29.06.2021 | Webinar: Channelopathies resolved via cryo-EM and X-ray crystallography: an investigation of muscle excitation-contraction coupling
Orbit mini Webinar
Date: June 29. 2021, 5:00 PM CEST (8:00 AM PDT)
Dr. Conrad Weichbrodt (Senior Scientist / Product Manager Orbit family; Nanion Technologies)
Dr. Filip Van Petegem (Professor, Biochemistry and Molecular Biology - University of British Columbia)

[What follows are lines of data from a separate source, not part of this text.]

PR #2023, opened 2019-03-05
Issue/2022 exporter feature flag

kardan:

### DIFF
--- a/exporter/index.js
+++ b/exporter/index.js
@@ -22,7 +22,7 @@ const validation = {
 };
 
 let sentryClient;
-const sentryIsEnabled = () => !(sentryClient == null);
+const sentryIsEnabled = () => sentryClient;
 
 const enableSentry = !(
   process.env.SENTRY_DSN == null
--- a/exporter/index.js
+++ b/exporter/index.js
@@ -24,11 +24,10 @@ const validation = {
 let sentryClient;
 const sentryIsEnabled = () => sentryClient;
 
-const enableSentry = !(
-  process.env.SENTRY_DSN == null
-  && process.env.SENTRY_RELEASE == null
-  && process.env.SENTRY_ENVIRONMENT == null
-  && process.env.SENTRY_SERVER_NAME == null);
+const enableSentry = process.env.SENTRY_DSN
+  && process.env.SENTRY_RELEASE
+  && process.env.SENTRY_ENVIRONMENT
+  && process.env.SENTRY_SERVER_NAME;
 
 if (enableSentry) {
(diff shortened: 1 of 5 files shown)


exporter/index.js
```diff
@@ -22,29 +22,34 @@ const validation = {
 };
 
 let sentryClient;
-const sentryIsEnabled = () => sentryClient == null;
+const sentryIsEnabled = () => !(sentryClient == null);
```
finnfiddle: splitting hairs but could be:
```const sentryIsEnabled = () => sentryClient;```

File: exporter/index.js [hunk 2]
```diff
@@ -22,29 +22,34 @@ const validation = {
...
 
-if (process.env.SENTRY_DSN == null && process.env.SENTRY_RELEASE == null
-  && process.env.SENTRY_ENVIRONMENT == null && process.env.SENTRY_SERVER_NAME == null) {
-  console.log('Sentry not configured');
-} else {
+const enableSentry = !(
```
finnfiddle: not sure this logic seems correct. should all of them be set or at least one? I think all is correct

exporter/index.js
```diff
@@ -22,29 +22,34 @@ const validation = {
...
   sentryClient = Sentry.getCurrentHub().getClient();
-  console.log('Sentry initiated');
+} else {
+  console.log('Skipping Sentry');
 }
 
 const captureException = (error, runId = '') => {
-  console.error(`Exception captured for run ID: ${runId} -`, error);
-  if (sentryIsEnabled) Sentry.captureException(error);
+  console.error(`Exceptiqon captured for run ID: ${runId} -`, error);
```
finnfiddle: another split hair

exporter/index.js
kardan: All of them should be set. Have I fooled myself?

exporter/index.js
kardan: What's the issue?

exporter/index.js
finnfiddle: I think if one is not equal to `null` then `enableSentry` will be `true`. Have _i_ fooled myself?

exporter/index.js
finnfiddle: the spelling

exporter/index.js
kardan: Yes, I think you're right. I was too focused trying to support both null and undefined & fooled myself.

exporter/index.js
kardan: :-), yes that was an alternative spelling.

Muscle contraction requires a tight communication between Ca2+-permeable ion channels located in the plasma membrane (L-type calcium channels, CaVs ) and in the Sarcoplasmic Reticulum (Ryanodine Receptors, RyRs). In cardiac muscle, Ca2+ entering through CaV1.2 can stimulate the nearby RyR2 isoform, through a process of Ca2+-induced Ca2+ release. In skeletal muscle, however, the coupling is thought to occur mechanically, with voltage-dependent conformational changes in CaV1.1 being transmitted to RyR1, either through direct or indirect interactions. Mutations in RyR1 (as well as CaV1.1) can give rise to malignant hyperthermia (MH), a potentially lethal condition typically triggered by volatile anaesthetics. Other mutations cause central core disease (CCD), whereas some are linked to both MH and CCD. Similarly, mutations in RyR2 are linked to a form of stress-induced cardiac arrhythmia, known as CPVT (catecholaminergic polymorphic ventricular tachycardia). Our lab has been solving crystal structures of isolated RyR domains in WT and disease mutant forms, which show that many mutations cause conformational changes. More recently, we solved cryo-EM structures of RyR1 carrying the founding mutation (R615C) that links RyR1 to malignant hyperthermia. The structures show how many mutations can destabilize the closed state, leading to facilitated channel opening.
In addition, RyRs are heavily regulated by kinases (PKA, CaMKII) that can also facilitate channel opening. Excessive phosphorylation of RyRs has been linked to a range of acquired disorders, including atrial fibrillation and arrhythmias during heart failure. We elucidated how PKA recognizes the cardiac RyR2 via an unusual interface and show that phosphorylation may induce the formation of extra secondary structure elements.
Finally, I will discuss our efforts to understand the mechanical coupling between CaV1.1 and RyR1 in skeletal muscle. STAC3 is a small protein recently shown to be essential for the coupling. We found this protein to interact with a cytosolic loop of CaV1.1 and found that several mutations in STAC3, linked to myopathy, directly affect this interaction and the mechanical coupling.